[Saved data entries]
○ ○ ○ ○ ○ ○ ○
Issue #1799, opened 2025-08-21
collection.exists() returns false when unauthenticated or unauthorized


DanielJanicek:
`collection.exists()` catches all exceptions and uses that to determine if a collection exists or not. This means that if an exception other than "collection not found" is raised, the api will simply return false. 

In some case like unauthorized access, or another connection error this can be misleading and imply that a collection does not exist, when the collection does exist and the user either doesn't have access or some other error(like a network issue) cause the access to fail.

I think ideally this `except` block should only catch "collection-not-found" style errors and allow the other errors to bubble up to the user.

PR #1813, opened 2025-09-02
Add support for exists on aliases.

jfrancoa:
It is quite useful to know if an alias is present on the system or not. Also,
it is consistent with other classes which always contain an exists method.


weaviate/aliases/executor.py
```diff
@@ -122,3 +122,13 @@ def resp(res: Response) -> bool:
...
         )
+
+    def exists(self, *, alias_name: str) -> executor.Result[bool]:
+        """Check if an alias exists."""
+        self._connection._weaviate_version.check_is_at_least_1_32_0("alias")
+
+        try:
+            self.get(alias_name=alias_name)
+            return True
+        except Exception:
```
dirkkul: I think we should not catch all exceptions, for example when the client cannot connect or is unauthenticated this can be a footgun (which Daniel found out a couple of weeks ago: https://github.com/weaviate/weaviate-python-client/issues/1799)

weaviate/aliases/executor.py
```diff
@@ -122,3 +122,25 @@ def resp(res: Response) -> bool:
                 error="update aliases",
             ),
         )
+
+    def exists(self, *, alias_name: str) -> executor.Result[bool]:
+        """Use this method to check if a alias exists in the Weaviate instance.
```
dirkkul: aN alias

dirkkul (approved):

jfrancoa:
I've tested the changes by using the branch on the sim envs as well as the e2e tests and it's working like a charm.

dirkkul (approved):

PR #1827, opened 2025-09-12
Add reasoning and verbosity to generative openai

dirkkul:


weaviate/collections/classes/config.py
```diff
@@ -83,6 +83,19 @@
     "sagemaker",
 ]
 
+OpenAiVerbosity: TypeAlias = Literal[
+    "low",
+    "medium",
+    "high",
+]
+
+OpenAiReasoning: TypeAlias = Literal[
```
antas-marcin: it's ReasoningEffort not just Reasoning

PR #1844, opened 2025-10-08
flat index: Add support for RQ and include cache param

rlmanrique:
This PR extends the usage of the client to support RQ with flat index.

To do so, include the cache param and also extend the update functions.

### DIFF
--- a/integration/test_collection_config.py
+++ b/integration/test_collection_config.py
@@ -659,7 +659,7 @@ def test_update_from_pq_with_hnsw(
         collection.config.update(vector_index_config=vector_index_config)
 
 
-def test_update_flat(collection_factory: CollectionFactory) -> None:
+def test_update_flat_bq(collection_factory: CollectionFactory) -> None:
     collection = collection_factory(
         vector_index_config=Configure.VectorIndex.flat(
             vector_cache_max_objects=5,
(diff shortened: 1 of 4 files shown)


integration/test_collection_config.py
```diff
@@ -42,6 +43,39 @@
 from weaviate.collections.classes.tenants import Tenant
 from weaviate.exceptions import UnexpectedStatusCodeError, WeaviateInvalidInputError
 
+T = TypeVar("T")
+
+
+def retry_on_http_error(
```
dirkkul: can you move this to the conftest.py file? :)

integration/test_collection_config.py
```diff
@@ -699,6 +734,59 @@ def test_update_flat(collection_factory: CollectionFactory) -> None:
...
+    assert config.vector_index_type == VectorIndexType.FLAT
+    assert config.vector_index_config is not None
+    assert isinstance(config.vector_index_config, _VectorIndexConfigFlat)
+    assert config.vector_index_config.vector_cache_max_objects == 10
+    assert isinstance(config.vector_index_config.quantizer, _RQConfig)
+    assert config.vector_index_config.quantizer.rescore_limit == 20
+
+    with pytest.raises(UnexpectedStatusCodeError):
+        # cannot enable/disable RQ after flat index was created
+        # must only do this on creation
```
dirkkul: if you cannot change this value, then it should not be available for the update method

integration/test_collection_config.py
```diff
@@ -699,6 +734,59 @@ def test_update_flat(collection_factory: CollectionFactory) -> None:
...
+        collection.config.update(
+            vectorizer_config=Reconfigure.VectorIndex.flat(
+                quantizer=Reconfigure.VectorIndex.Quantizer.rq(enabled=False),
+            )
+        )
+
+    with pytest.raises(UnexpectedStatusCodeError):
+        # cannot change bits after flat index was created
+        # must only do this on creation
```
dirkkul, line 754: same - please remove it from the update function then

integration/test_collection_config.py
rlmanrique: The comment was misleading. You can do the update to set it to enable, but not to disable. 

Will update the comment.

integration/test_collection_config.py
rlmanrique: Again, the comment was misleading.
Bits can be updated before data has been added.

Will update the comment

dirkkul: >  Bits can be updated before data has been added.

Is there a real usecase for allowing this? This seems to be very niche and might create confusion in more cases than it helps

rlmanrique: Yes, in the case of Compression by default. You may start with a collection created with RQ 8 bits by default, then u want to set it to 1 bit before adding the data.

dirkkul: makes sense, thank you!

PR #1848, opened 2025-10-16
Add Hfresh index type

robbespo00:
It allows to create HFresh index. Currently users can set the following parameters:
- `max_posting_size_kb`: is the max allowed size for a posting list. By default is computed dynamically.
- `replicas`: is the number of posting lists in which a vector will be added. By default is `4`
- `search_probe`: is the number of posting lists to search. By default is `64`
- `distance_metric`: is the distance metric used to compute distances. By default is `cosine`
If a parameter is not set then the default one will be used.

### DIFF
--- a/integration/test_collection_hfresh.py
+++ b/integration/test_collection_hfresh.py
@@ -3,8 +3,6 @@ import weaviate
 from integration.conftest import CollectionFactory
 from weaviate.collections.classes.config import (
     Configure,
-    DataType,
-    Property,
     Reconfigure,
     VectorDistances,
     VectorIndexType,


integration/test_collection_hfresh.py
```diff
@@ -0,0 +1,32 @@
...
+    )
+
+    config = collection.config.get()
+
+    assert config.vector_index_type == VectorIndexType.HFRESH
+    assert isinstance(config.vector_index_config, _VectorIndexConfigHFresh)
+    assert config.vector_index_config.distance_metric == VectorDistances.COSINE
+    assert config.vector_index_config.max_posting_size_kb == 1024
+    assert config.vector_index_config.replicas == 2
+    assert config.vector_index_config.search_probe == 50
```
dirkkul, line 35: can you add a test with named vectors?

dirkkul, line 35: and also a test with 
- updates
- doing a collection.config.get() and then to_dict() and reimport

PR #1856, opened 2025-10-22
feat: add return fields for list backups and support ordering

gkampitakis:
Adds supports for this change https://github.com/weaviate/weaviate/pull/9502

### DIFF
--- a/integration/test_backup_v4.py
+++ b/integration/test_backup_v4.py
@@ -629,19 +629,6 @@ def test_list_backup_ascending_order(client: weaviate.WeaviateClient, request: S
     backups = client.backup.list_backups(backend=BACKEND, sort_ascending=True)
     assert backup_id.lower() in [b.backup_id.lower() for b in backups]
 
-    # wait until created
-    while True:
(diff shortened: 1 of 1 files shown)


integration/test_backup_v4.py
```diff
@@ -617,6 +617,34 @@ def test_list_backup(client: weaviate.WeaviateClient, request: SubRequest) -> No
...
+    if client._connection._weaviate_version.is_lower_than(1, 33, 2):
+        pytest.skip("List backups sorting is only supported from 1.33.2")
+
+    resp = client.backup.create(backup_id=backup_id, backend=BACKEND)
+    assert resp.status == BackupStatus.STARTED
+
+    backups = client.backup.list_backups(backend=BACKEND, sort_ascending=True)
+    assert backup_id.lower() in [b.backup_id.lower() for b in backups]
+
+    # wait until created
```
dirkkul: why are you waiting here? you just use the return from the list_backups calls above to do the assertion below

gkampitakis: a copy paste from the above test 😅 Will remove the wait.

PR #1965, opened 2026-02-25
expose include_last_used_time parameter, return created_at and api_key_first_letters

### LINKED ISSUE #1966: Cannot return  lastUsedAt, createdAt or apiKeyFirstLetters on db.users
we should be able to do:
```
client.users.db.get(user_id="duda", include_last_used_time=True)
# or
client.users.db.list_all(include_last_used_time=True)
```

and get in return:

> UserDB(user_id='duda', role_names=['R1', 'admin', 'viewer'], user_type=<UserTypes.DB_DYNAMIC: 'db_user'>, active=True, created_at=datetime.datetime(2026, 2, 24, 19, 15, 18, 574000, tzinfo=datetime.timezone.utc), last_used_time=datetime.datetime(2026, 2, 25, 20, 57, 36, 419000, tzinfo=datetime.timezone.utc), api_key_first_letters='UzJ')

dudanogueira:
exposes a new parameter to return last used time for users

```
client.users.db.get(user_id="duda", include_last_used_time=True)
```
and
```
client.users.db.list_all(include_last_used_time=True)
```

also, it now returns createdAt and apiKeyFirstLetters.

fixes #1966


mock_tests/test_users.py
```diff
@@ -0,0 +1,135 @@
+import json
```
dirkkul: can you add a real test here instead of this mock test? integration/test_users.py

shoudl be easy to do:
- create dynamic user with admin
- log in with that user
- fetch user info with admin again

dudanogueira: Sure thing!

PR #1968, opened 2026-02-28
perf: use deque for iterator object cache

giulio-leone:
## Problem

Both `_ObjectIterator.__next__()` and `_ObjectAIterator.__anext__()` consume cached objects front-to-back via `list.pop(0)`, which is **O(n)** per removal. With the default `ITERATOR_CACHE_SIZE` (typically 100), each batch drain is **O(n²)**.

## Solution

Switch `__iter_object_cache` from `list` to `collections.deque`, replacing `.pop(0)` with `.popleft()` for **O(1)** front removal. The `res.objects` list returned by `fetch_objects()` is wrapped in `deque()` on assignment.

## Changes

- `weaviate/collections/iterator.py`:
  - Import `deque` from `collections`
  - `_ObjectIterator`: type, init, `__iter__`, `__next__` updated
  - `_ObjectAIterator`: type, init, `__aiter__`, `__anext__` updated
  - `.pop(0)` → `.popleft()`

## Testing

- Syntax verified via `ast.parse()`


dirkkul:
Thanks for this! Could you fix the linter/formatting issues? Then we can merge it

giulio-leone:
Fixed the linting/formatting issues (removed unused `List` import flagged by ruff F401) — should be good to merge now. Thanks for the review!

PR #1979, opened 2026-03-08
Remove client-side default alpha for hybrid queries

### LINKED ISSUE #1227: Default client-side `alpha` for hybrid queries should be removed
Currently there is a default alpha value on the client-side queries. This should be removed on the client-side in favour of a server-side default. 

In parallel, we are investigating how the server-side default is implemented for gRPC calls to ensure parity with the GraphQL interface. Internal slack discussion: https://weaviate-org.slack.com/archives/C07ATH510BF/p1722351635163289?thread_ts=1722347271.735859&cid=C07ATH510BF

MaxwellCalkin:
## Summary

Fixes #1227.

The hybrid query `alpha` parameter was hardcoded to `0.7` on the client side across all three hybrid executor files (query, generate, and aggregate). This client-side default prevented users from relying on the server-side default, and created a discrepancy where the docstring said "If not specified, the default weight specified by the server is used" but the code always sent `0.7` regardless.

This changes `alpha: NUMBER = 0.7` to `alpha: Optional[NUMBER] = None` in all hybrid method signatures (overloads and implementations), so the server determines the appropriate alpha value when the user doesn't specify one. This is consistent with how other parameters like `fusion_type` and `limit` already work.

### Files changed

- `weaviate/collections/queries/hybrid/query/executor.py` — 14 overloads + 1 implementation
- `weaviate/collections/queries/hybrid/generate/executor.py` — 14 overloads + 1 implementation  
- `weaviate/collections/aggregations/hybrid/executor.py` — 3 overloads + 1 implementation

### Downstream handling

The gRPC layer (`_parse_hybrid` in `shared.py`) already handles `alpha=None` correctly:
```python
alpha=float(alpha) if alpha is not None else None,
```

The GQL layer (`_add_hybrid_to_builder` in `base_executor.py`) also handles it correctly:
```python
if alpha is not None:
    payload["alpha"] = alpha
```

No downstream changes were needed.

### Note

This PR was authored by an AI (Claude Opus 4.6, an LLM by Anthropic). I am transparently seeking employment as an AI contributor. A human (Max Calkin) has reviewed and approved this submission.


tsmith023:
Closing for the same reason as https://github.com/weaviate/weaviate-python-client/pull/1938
○ ○ ○ ○ ○ ○ ○
**ACTIVITY**. Which lines in the records above contain the word "Thanks"? Return each of them.

**WRITTEN REPLY**.
Thanks for this! Could you fix the linter/formatting issues? Then we can merge it
Fixed the linting/formatting issues (removed unused `List` import flagged by ruff F401) — should be good to merge now. Thanks for the review!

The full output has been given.